I finally got brave enough to venture into the world of online patient forums. We found out last week that my husband's tongue cancer has come back and we are still reeling. We have a three-year-old and I'm currently 32 weeks pregnant with our second child. The first diagnosis was close to four years ago, and we went along with the recommendations of our local hospital, which is ranked well but is not a top cancer center. I'm definitely feeling this time that we need to be more proactive about second opinions and treatment, including perhaps traveling to distant hospitals. I have about three weeks left when I can fly with him to help him, but after that I need to stay at home for the birth. From what I can tell, we have family members near two major hospitals/cancer centers who might be able to house and help him, but I don't know how highly those centers are ranked specifically for oral cancers. How do you even find out about subspecialties of cancer centers? The research page here mentioned MD Anderson and Sloan Kettering as being the top two for head and neck cancers, but I am wondering what the rest of the list is. I know that specific recommendations of hospitals and doctors are against the rules of the board, but if you have some information that could help, please pm me. I am so overwhelmed and we don't have much time before the new baby arrives.

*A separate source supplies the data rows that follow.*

PR #418, opened 2022-10-14
Compiler graph: Enable model selection, fixing warning in QUBO tutorial

phstratmann:
Issue Number: 417 (& 56 in lava-optimization)

Objective of pull request:
As the compiler graph scans through all modules in the path, it checks if either of the encountered class is a ProcModel.
If a file imports a module, like in solver.py of lava-optimization,
from lava.lib.optimization.solvers.generic.sub_process_models import StochasticIntegrateAndFireModel
the crawler will try to import that module as well. This leads to a warning, as the compiler graph incorrectly assumes that the found StochasticIntegrateAndFireModel is in solver.py.
The correct behavior should be that the crawler goes through all modules, and only selects Models implemented in the specific module, not those that are only imported.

I read the forum a little bit, and I know I need to figure out the abbreviations and make a signature, but I thought I could write up a patient history here so you could get to know us better. My husband was 38 when he noticed a nonhealing sore on the side of his tongue (8/12). At that point it wasn’t even visible, but he could feel a difference. He mentioned it to his dentist two months later (10/12) and the dentist told him to keep an eye on it, and if it got worse, let him know. It did not get worse, but he brought it up again at the next dental appointment (5/13). At that point the dentist decided to refer him to an oral surgeon at the local hospital. It took about six weeks to get an appointment with the oral surgeon (7/13). The oral surgeon didn’t think it was cancer but agreed it was unusual. An appointment was made for complete removal a month later (8/13). The tissue was examined -- it was cancer, and the margin hadn’t been cleared, so cancerous tissue was stitched to healthy tissue. (We both wondered if this surgery set the stage for the cancer’s re-emergence.) He was referred to the ENT department at the local hospital for further treatment, and the surgeon said the cancer was barely T1 (as opposed to T0), and that she would excise it (late 8/13). No neck dissection or radiation was offered. It seemed like the surgery went well and was very thorough in terms of mid-operative testing. The cancer was not tested but due to its location it was unlikely to be HPV-related (which means his cancer was more likely to recur or would potentially be more resistant to treatment, as I learned). I was pregnant with our first child then as well but much earlier along, and it seemed like we had had a bad scare but been pretty lucky.

About 7 weeks ago, he first noticed a visible spot on his tongue in the same place and in a couple of weeks he contacted his continuing-care surgeon. They got him in and did a biopsy last week which came back as cancer last Friday. Again, it looks likely to be T1, although the cat scans haven’t happened yet. The doctor thinks that the cat scans are unlikely to pick up lymph node involvement, but there may be microcancer there. This time the spot on his tongue was about 5mm across; it apparently grew much more rapidly. In addition to all of the other emotions, I am mad because I feel like medical professionals didn’t take him seriously soon enough because they considered him low risk and they underestimated this cancer. My husband is young(ish), a non-smoker, very occasional light drinker, eats well, exercises, meditates daily, and has no family history of cancer. This time the surgeon said under new guidelines neck dissection was recommended to increase survival rate and radiation therapy has been approved. We think he will get tongue surgery and neck dissection, but speaking professionally is an important part of his career (which he loves), so the permanent damage caused by radiation is definitely a concern. I understand there is a less damaging form of radiation, but I don’t know where that is offered.

I don’t want to make this post so long that people don’t read it, but thank you in advance for commenting. Right now we think we will have cat scans on Tuesday (not confirmed yet), and as soon as the workweek starts I also want to make some calls to far away hospitals to get the ball rolling on that and get more information. This is all so foreign to me. We have been very lucky to never have had major medical problems before, so I feel out of my depth. But it is so important to me that these babies get to keep their father—I want to be sure we are making the best, most informed choices.